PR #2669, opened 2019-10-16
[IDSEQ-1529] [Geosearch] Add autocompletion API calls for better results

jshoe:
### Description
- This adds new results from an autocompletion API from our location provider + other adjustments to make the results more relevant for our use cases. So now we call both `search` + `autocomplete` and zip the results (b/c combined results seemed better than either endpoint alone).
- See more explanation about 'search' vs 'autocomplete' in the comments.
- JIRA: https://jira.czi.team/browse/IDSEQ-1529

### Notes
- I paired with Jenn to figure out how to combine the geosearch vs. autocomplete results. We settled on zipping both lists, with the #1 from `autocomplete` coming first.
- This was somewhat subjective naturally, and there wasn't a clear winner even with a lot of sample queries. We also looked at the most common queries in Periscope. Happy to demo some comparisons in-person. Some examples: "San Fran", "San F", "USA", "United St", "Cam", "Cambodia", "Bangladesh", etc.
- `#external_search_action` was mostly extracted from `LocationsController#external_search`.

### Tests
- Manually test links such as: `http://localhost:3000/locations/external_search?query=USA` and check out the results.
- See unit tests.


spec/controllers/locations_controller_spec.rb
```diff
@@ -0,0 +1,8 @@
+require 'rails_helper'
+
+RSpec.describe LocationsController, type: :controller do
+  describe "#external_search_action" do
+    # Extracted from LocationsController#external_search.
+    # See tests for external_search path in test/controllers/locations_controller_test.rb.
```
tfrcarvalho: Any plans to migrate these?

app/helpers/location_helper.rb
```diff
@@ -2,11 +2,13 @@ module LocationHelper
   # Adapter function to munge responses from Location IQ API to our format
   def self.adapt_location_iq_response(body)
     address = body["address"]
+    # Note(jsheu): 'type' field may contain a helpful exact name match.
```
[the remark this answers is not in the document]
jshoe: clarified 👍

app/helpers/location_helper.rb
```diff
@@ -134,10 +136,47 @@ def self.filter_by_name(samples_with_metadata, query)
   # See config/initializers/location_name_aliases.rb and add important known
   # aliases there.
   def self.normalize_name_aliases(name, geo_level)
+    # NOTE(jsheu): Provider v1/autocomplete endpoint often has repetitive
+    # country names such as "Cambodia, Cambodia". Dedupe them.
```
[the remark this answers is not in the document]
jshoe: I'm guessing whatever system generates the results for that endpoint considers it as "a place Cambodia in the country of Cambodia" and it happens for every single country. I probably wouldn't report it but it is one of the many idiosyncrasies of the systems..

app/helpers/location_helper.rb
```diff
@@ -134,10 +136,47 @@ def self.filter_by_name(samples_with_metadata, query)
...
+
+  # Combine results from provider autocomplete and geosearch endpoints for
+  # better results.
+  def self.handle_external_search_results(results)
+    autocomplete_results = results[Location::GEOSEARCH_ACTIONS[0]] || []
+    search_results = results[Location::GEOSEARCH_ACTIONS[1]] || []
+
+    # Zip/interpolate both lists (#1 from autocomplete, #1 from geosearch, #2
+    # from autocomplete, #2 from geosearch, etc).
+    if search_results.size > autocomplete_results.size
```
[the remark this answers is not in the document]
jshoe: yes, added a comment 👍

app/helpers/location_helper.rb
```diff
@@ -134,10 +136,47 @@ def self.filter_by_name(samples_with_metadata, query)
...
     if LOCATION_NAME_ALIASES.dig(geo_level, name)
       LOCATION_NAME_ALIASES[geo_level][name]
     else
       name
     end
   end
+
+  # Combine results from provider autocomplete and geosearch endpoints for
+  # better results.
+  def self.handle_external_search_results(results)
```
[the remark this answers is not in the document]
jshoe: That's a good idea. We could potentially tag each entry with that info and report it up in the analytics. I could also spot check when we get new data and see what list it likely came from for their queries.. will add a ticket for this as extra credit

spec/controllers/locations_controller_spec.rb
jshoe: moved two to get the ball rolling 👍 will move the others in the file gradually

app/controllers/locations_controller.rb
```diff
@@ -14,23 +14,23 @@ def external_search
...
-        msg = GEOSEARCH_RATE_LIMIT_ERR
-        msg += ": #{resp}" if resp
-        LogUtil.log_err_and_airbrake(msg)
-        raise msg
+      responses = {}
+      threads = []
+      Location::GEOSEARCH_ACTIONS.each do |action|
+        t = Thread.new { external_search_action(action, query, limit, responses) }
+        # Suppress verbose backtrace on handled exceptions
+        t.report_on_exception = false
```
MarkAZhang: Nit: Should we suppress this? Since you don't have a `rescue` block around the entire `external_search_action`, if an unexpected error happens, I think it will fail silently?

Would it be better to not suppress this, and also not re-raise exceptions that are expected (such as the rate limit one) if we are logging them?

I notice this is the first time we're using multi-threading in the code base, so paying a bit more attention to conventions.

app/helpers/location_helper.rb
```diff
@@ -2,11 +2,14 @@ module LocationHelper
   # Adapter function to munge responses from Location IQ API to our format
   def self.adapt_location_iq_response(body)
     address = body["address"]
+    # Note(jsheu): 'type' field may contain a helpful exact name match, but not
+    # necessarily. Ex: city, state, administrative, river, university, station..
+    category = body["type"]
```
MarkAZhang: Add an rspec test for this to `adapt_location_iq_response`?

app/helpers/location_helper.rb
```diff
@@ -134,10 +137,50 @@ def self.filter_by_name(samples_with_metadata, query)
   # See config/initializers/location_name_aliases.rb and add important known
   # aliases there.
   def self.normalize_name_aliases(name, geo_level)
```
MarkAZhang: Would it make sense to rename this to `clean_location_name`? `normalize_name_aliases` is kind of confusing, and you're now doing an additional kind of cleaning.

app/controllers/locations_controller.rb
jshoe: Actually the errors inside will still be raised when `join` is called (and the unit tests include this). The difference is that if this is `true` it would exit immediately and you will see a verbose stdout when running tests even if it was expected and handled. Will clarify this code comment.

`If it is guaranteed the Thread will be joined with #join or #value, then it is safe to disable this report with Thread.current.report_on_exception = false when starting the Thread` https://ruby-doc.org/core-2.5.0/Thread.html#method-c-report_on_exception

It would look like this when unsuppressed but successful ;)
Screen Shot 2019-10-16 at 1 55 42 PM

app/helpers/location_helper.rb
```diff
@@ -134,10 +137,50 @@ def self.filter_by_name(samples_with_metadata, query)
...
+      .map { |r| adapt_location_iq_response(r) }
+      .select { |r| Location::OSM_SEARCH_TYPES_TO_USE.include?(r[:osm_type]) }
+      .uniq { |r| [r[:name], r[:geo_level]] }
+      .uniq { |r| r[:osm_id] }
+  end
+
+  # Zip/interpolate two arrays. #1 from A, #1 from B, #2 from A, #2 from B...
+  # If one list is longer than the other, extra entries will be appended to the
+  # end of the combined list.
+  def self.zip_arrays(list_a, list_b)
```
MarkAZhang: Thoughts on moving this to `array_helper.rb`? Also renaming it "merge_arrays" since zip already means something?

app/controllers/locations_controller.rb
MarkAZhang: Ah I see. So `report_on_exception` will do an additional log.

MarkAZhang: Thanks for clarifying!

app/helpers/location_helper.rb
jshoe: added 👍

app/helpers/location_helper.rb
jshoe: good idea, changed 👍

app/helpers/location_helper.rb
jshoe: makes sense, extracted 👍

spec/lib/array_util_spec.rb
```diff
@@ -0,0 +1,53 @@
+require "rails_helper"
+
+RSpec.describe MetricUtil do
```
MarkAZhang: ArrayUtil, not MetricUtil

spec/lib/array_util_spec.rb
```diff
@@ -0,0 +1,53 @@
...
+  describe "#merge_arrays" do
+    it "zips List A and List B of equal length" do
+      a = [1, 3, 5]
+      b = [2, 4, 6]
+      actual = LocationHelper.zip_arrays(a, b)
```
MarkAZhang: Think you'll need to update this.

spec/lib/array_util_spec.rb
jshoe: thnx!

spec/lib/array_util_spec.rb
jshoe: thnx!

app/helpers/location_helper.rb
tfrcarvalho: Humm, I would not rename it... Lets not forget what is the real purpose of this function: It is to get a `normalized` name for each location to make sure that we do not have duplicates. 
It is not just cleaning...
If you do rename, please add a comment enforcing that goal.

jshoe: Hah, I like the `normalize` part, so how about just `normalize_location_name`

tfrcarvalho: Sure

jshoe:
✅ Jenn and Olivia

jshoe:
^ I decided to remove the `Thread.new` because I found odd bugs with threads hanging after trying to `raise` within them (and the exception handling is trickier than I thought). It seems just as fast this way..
══════════════════════════════
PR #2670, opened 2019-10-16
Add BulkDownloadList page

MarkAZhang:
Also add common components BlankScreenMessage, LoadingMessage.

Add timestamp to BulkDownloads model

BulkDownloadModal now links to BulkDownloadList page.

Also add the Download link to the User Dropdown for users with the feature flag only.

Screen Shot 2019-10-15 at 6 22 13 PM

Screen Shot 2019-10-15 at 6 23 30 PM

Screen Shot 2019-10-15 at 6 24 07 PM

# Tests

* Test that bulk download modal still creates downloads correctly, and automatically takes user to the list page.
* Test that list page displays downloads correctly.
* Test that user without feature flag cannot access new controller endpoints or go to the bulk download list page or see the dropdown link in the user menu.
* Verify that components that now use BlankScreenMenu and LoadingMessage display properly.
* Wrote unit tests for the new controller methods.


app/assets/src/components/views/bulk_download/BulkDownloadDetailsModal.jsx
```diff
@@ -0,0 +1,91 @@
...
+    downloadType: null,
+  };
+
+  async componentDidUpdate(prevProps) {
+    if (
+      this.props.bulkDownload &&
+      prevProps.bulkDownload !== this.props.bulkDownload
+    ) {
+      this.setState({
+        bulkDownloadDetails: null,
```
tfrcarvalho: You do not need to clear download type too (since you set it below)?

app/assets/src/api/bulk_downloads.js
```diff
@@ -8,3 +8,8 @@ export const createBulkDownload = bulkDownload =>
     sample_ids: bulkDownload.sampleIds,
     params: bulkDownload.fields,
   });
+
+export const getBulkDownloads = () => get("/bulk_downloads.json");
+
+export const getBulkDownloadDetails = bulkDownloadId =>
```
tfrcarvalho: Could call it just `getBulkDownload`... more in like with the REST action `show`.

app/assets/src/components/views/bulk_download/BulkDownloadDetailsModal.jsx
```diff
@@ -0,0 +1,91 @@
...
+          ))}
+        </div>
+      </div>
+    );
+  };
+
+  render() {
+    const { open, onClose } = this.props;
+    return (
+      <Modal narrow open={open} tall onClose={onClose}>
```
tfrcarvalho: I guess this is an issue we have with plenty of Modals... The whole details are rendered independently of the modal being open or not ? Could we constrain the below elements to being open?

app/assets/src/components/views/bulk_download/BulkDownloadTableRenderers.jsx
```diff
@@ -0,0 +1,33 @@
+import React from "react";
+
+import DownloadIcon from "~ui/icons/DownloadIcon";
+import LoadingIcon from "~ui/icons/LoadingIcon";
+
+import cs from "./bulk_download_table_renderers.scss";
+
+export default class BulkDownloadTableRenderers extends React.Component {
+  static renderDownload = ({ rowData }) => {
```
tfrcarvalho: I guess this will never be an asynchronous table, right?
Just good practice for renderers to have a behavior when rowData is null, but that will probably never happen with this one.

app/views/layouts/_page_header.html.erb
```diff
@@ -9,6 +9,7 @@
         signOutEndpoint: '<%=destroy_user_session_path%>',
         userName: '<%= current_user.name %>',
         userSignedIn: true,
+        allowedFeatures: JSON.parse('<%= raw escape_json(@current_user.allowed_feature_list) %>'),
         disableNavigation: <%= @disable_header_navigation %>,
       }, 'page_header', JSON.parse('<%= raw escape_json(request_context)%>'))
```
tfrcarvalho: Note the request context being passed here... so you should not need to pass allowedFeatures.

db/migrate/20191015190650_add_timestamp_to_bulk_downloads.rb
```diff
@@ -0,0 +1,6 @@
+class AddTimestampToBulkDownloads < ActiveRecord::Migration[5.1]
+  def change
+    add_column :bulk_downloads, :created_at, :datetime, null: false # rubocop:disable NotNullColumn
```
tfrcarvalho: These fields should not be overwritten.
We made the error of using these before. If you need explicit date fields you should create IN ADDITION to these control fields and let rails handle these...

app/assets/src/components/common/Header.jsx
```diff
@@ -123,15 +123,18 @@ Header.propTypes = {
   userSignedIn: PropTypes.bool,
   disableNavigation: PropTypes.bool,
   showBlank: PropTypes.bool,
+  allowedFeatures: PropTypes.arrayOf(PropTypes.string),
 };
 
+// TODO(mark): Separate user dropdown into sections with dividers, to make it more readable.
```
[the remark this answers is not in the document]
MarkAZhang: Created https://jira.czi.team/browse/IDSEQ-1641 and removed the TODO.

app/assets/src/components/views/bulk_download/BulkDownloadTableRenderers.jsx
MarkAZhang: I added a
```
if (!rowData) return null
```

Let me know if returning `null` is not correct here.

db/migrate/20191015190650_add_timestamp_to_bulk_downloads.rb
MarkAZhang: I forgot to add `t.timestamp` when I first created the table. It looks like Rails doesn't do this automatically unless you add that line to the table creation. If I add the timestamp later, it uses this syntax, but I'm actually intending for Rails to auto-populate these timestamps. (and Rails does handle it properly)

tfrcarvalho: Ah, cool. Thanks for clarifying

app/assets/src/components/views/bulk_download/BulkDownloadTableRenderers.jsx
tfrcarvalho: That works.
══════════════════════════════
■ ASSIGNMENT
Gather every line from the listing above in which the word "class" appears.

■ RESPONSE AREA
+export default class BulkDownloadTableRenderers extends React.Component {
+class AddTimestampToBulkDownloads < ActiveRecord::Migration[5.1]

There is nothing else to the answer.